Start of EXERCISE INPUTS
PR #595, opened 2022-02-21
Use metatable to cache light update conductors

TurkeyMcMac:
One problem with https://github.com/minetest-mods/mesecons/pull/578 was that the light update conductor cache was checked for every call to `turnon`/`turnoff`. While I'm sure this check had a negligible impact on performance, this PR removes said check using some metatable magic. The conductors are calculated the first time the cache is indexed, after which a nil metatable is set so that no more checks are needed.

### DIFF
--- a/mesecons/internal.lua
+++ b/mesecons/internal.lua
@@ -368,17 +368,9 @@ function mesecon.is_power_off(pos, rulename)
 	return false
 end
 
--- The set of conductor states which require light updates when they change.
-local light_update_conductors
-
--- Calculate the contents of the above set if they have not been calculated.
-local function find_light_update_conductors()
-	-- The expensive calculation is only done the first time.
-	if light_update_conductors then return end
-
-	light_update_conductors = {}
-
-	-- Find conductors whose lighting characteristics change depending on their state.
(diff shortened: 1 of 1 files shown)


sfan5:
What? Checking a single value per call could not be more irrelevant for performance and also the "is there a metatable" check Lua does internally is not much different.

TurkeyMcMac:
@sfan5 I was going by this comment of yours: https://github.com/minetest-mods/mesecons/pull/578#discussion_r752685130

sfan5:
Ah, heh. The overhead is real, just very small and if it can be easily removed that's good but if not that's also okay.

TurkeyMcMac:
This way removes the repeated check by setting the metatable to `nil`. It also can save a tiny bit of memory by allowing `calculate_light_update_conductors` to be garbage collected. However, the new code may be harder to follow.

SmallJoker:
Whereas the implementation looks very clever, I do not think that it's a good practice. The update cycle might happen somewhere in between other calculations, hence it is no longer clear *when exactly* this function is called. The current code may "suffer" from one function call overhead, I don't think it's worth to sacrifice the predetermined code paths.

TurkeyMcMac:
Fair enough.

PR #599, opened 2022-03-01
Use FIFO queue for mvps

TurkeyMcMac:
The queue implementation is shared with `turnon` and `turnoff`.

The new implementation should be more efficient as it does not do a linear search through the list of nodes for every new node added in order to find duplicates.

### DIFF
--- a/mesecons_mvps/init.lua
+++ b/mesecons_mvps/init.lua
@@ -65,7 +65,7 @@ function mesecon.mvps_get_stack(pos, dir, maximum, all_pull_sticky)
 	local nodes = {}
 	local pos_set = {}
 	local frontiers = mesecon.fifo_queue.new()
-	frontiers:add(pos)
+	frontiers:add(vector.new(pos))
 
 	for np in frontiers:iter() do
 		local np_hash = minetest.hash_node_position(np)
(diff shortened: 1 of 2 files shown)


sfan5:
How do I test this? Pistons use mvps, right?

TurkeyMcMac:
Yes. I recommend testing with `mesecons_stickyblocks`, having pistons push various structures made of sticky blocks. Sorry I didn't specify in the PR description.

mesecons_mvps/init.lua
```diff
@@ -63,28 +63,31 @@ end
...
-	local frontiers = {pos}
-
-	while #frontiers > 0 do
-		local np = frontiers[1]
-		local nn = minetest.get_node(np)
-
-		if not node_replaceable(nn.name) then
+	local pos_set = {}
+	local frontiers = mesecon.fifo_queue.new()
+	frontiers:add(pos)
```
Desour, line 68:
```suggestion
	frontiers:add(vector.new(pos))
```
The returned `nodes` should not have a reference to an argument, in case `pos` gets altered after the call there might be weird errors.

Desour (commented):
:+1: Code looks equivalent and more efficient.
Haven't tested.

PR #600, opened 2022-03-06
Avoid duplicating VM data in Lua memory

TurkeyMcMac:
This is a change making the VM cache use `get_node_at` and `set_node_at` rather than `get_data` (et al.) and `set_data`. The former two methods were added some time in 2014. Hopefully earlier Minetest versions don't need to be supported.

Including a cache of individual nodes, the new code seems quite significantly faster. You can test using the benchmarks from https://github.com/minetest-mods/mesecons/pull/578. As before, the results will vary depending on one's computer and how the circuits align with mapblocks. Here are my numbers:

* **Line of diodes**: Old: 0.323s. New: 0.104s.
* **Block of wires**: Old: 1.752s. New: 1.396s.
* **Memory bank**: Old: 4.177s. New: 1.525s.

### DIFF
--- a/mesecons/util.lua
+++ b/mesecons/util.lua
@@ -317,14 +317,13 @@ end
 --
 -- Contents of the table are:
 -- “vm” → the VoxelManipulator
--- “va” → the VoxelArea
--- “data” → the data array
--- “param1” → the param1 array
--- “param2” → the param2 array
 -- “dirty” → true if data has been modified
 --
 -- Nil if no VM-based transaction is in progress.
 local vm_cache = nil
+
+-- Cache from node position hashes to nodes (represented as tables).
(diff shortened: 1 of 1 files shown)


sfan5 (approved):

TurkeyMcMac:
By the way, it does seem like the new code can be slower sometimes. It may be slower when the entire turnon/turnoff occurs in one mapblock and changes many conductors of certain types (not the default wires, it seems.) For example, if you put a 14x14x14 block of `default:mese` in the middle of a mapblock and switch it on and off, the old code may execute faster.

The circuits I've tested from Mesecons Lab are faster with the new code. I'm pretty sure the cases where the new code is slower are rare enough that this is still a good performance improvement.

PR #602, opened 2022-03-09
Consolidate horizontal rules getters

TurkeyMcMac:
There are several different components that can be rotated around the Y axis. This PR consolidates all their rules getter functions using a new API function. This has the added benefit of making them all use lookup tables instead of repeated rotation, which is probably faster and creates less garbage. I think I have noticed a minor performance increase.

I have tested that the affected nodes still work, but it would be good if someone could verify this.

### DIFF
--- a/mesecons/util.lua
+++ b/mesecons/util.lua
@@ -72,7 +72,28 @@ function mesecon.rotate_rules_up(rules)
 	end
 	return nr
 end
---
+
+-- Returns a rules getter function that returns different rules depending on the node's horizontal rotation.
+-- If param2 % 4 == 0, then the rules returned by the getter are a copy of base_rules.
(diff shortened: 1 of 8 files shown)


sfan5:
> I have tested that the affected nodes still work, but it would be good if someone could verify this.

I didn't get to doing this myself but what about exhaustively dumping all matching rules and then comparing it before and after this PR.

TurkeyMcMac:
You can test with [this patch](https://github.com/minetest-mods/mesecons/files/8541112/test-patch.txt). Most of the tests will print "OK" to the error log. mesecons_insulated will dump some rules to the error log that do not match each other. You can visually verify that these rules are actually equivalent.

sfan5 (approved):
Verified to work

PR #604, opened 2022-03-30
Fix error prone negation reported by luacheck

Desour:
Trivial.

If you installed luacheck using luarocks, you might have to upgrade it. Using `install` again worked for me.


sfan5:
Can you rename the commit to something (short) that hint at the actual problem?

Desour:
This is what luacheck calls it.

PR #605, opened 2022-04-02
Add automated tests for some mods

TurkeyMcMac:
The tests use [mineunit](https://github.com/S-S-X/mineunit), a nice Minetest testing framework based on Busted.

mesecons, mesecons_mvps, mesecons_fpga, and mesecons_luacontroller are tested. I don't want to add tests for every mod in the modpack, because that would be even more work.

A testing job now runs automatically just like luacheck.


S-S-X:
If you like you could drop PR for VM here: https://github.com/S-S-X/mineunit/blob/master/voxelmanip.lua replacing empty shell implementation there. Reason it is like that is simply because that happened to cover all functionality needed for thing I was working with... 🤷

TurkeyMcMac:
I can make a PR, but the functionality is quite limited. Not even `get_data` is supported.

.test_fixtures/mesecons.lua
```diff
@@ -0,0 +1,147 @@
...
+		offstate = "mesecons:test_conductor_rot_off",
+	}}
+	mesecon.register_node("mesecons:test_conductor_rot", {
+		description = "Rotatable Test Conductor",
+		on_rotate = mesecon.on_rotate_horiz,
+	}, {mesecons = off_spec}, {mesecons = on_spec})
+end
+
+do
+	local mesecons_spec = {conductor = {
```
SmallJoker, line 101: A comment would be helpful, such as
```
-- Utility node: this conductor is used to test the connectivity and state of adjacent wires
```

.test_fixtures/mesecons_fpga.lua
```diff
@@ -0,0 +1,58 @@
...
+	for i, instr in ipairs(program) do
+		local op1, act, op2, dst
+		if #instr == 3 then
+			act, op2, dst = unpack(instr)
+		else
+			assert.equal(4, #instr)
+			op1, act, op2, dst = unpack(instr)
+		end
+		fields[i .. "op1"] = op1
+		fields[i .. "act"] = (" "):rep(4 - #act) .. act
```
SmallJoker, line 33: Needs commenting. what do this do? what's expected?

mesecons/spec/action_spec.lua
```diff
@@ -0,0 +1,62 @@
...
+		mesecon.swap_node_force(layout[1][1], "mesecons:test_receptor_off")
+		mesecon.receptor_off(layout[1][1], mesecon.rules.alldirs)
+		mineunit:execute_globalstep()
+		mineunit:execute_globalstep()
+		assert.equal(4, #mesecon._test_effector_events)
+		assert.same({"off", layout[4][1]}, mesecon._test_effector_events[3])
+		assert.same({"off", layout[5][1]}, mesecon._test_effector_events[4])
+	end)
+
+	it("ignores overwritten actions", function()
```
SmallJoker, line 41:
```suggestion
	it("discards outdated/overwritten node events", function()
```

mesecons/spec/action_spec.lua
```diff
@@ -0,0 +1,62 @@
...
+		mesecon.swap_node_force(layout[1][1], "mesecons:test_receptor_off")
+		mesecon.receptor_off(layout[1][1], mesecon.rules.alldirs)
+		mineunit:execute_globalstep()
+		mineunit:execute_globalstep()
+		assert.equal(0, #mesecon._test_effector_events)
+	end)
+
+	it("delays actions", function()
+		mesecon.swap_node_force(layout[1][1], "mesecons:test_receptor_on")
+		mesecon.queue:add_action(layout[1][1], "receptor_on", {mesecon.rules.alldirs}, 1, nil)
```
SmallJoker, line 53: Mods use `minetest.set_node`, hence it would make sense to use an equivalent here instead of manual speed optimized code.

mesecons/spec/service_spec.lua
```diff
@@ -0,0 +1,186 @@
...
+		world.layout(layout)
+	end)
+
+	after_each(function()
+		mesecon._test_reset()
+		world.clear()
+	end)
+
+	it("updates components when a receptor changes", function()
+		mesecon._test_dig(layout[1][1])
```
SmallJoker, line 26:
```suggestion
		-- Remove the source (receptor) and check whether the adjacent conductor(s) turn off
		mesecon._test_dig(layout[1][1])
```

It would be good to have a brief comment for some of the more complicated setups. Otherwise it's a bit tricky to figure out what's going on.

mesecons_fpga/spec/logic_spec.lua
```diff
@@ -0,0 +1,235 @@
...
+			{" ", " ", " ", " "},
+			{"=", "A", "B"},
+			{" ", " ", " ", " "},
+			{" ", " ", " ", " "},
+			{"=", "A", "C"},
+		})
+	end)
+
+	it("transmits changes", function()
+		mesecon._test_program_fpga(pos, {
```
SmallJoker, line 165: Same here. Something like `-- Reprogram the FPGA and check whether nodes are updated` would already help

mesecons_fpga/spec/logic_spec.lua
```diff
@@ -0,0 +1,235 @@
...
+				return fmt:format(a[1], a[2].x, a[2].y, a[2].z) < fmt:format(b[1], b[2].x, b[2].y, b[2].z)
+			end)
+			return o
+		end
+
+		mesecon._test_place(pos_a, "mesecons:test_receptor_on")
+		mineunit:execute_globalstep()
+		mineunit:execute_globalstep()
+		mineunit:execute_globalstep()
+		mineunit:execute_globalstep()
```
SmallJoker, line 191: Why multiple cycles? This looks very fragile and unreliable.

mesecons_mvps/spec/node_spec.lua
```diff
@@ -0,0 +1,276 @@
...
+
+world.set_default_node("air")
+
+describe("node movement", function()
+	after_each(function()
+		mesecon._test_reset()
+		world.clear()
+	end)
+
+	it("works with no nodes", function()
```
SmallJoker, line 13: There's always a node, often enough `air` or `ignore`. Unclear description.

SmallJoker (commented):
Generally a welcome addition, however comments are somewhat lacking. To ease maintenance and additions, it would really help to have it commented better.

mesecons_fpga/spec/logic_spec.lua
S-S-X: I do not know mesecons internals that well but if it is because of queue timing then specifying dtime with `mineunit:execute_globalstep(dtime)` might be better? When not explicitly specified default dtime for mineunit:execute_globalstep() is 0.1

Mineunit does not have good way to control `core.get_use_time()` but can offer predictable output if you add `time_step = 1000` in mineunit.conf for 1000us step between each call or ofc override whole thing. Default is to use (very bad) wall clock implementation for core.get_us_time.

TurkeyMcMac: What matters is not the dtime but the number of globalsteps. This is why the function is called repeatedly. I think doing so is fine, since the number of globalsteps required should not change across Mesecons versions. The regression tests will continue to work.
End of EXERCISE INPUTS
**REQUIREMENT**
From the first line of the records above down to the line containing "-local light_update_conductors", repeat each line exactly as written. Include both of those lines and add nothing.

**SOLUTION TO THIS TASK**
PR #595, opened 2022-02-21
Use metatable to cache light update conductors

TurkeyMcMac:
One problem with https://github.com/minetest-mods/mesecons/pull/578 was that the light update conductor cache was checked for every call to `turnon`/`turnoff`. While I'm sure this check had a negligible impact on performance, this PR removes said check using some metatable magic. The conductors are calculated the first time the cache is indexed, after which a nil metatable is set so that no more checks are needed.

### DIFF
--- a/mesecons/internal.lua
+++ b/mesecons/internal.lua
@@ -368,17 +368,9 @@ function mesecon.is_power_off(pos, rulename)
 	return false
 end
 
--- The set of conductor states which require light updates when they change.
-local light_update_conductors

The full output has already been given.